Schriesheim. Er sei enttäuscht von seinem Wahlergebnis von gerade mal 7,04 Prozent, akzeptiere aber als Demokrat das Votum der Wähler. „Und es ist klar, dass ich daraus meine Konsequenzen ziehe“. Wieslochs Baubürgermeister Erwin Leuthe, angetreten als Kandidat der SPD, kündigte gestern an, dass er seine Bewerbung für die Bürgermeisterwahl zurückzieht. „Ich trete nicht mehr an“, sagte er. Und rief seine Wähler dazu auf, bei der Neuwahl am 18. Dezember für Hansjörg Höfer zu stimmen. Dabei legte Leuthe Wert auf die Feststellung, dass er dabei nur im eigenen Namen und nicht für die SPD spreche. Schriesheims Sozialdemokraten werden sich heute in einer Vorstandssitzung mit dem Wahlergebnis befassen. Danach werde man sich endgültig äußern, so SPD-Ortschefin Irmgard Mohr, die sich am Wahlabend bereits für eine Unterstützung Höfers ausgesprochen hatte. „Aber das war meine Privatmeinung“.

Höfer sei ihm programmatisch am nächsten, sagte Leuthe. Außerdem habe er Höfer im Wahlkampf auch menschlich am sympathischten empfunden.
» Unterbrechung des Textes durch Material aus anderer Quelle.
Issue #50, opened 2012-11-27
include commandline tool for merge/reporting of jacoco results in main source tree/final jars


judovana:
Many projects are using eg Make or another commandline based toll as build framework and for launching of different testsuites.

It would be nice to have (except excellent API you have already now) direct commandline tool for merging of exec files and for report generating. I have write one by myself for this task - http://mail.openjdk.java.net/pipermail/distro-pkg-dev/attachments/20121127/ba8f6a1e/jacoco-tool-0001.diff - ( from http://mail.openjdk.java.net/pipermail/distro-pkg-dev/2012-November/020984.html) and I will be happy to help with inclusion of such a tool into your repository.

Thanx for this amazing tool,
J.

marchof:
Will be available with PR #525.

PR #86, opened 2013-03-11
Add CLI tools for offline instrumentation and report generation

johnkeeping:
These tools help people who are using a build system other than Ant/Maven, as discussed in issue #50.

To that end, I also include a commit adding some OSGi metadata to the runtime agent JAR.  This allows that JAR to be stored in a bundle repository and downloaded from there during the build.

### DIFF
--- a/org.jacoco.agent.rt/META-INF/MANIFEST.MF
+++ b/org.jacoco.agent.rt/META-INF/MANIFEST.MF
@@ -1,0 +1,7 @@
+Manifest-Version: 1.0
+Bundle-ManifestVersion: 2
+Bundle-Name: JaCoCo Agent Runtime Implementation
+Bundle-SymbolicName: org.jacoco.agent.rt
+Bundle-Version: 0.6.3.qualifier
+Bundle-Vendor: Mountainminds GmbH & Co. KG
+Bundle-RequiredExecutionEnvironment: J2SE-1.5
--- a/org.jacoco.build/pom.xml
+++ b/org.jacoco.build/pom.xml
@@ -79,6 +79,7 @@
     <module>../org.jacoco.agent.rt</module>
     <module>../org.jacoco.agent</module>
     <module>../org.jacoco.ant</module>
+    <module>../org.jacoco.cli</module>
 
     <module>../jacoco-maven-plugin</module>
 
@@ -125,6 +126,7 @@
     <!-- Dependencies versions -->
     <asm.version>4.1</asm.version>
     <ant.version>1.7.1</ant.version>
+    <args4j.version>2.0.16</args4j.version>
     <junit.version>4.8.2</junit.version>
 
     <!-- ================== -->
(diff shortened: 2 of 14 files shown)


somechris:
Since this PR is still waiting for a merge, and I needed a CLI tool for the report
generation part, I threw something similar together at

  https://github.com/quelltextlich/jacoco-toolbox

. The jar (available [from central](http://search.maven.org/remotecontent?filepath=at/quelltextlich/jacoco/jacoco-toolbox/0.4103.1/jacoco-toolbox-0.4103.1.jar), so no compilation necessary) allows
to access JaCoCo's functionality to

* merge inputs, and
* generate CSV, XML, and HTML reports

directly from the command line.


Maybe it's useful for other people that find this PR in the future.

mathjeff:
This would be helpful for me too. Android would like to be able to have code coverage metrics via jacoco, but the classes later get processed further and executed in a vm that isn't a jvm (hence wanting the offline instrumentation), and the build system is a custom (though the portion that would interact with Jacoco is essentially Make) build system (hence wanting a command-line tool that both starts a couple seconds faster than Ant or Maven, and that is slightly simpler than including Ant or Maven in the build process).

@marchof you indicated in https://github.com/jacoco/jacoco/issues/520 that some of the main blockers for getting this merged were tests and documentation. Could you elaborate on what kinds of documentation and tests are expected? For documentation, are you thinking we'd just add some html under the file path /org.jacoco.doc/docroot in the same commit (as opposed to also separately updating some external wiki)? For tests, are you thinking full integration tests that build the .jar, execute it with command-line arguments, and check the resultant output files, or do you think it would be fine to just test the parser itself in memory?

I'd be happy to write some tests and/or documentation if that would get this to be merged

Thanks

marchof:
@mathjeff Thanks for following this up here! Regarding missing parts:

### Documentation

All official documentation goes to module `org.jacoco.doc`. External wiki is only for development purpose (e.g. design documents for new features) and not considered documentation. For the command line tool I envision that the documentation is generated from the annotated source code, like we do for [Maven](http://www.jacoco.org/jacoco/trunk/doc/maven.html). Actually I started a new implementation some time ago to do exactly this. The idea was to work "ducumentation first" to identify the minimal required feature set before starting the actual implementation.

### Test

Testing the built cli.jar as a separate process would probably the integration test. I think we already do the same for our [Maven goals](https://github.com/jacoco/jacoco/tree/master/jacoco-maven-plugin.test).

mathjeff:
@marchof Thanks so much; that looks like it should give me a good understanding of what you're looking for.

I'm starting some updates at https://github.com/mathjeff/jacoco/commits/updating-cli-of-johnkeeping but I haven't yet implemented the test and documentation changes that you're talking about; once I do that then I'll turn it into a proper pull request.

Thanks so much!

marchof:
@mathjeff I also started working on the documentation and test part. I hope I can push something by next week so we can see what is left for your use cases.

marchof:
We follow-up the command line interface implementation in a new pull request: #525

PR #97, opened 2013-05-02
Add aggregate-report that reports cross module code coverage for the maven plugin

johnoliver:
We have had issues with gaining accurate cross module code coverage numbers with jacoco. For instance when code in module A is touched during tests from module B, in our case when they are both part of a multi-module build.

This pull request makes it possible to report coverage numbers on classes outside of the current module. By adding a list of sourceFolders and classFolders which is a list of source and class folders outside of the current module to be scanned for classes to report coverage on.

The aggregate-report then concatenates the jacoco.exec files from reactor projects so that a unified report can be created.

PR #217, opened 2014-05-23
Allows the report mojo to reference binary/source files in other modules

chrisruffalo:
I've been working with a multi-module report where I wanted the ability to create coverage reports based on the merged reports.  I've really only been able to find good ways of doing this that all involve hacks.

So here's my counter-hack.

I'm not sure this would be accepted cleanly but I would appreciate some feedback.  

Thanks!


marchof:
We will go with a more generic solution as proposed in #97 or #388.

PR #237, opened 2014-09-17
Added 'verbose' mode for the check goal/task

nesvold:
```
    - Each limit check now potentially reports the current coverage for that particular metric even when there are no violations.
    - verbose is by default 'false' for the maven plugin. The equivalent for ant is running with the -v (verbose) flag set.
```


gzm55:
any updates for this pr?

Zu den Gründen für sein schlechtes Abschneiden sagte Leuthe: „Die Stimmung in den letzten zwei, drei Wochen bewegte sich in die Richtung, dass entweder ein Auswärtig-Konservativer oder ein Einheimisch-Progressiver gewählt wird. Und durch dieses Raster bin ich dann leider durchgefallen. Das bedauere ich sehr“, so Leuthe, der sich auch gestern sicher war: „Ich wäre ein guter Bürgermeister für Schriesheim gewesen.“ Er habe nicht das volle Wählerpotenzial der SPD ausschöpfen können, „da Höfer das hat, was die Wähler an mir vermisst haben“, so Leuthe zum Heimvorteil. Dass die Schriesheimer einen Bürgermeister aus ihren Reihen wollen, machte er zudem daran fest, dass auch Rosenberger das Potenzial des bürgerlichen Lagers nicht ganz für sich verbuchen konnte: „Ihm fehlen insgesamt doch wohl 13 Prozent des gesamten bürgerlichen Blocks“, so Leuthe.
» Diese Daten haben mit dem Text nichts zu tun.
PR #272, opened 2015-01-19
Conflict between jmockit and jacoco

marchof:
Related to #35 but it seems to still happen.

This project reproduces the issue: https://github.com/henri-tremblay/jacocomockit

Den Mannheimer Bezirksbürgerdienstleiter könne er nicht „ruhigen Gewissens“ empfehlen. Für Leuthe grenzte Rosenbergers Darstellung der eigenen Verwaltungskompetenz „fast schon an Hochstapelei“: Rosenbergers fachlicher Einflussbereich bewege sich in Mannheim vergleichsweise im Rahmen dessen, „was die 1,5 Verwaltungsstellen in Altenbach sind“, nur eben hochgerechnet auf die Einwohnerzahl der drei Stadtteile, in denen Rosenberger die Bürgerdienste leite.

Auch spreche nicht für Rosenbergers Verwaltungserfahrung, dass er bei seiner Auftaktveranstaltung in der Weinscheuer Majer einen Getränke-Nachlass von 50 Cent gewährt habe, so Leuthe: „Das ist eigentlich Wählerbestechung, und ich wundere mich, wie ihm so ein Lapsus passieren konnte.“

Leuthe sagte, er habe im Wahlkampf „viele gute persönliche Kontakte gehabt“. Auch seien Freundschaften entstanden, die über den Wahlkampf hinaus Bestand haben werden. So will er seine Kontakte zu Schriesheim auch nicht abbrechen: „Ich werde bei Festen öfter mal wieder auftauchen“.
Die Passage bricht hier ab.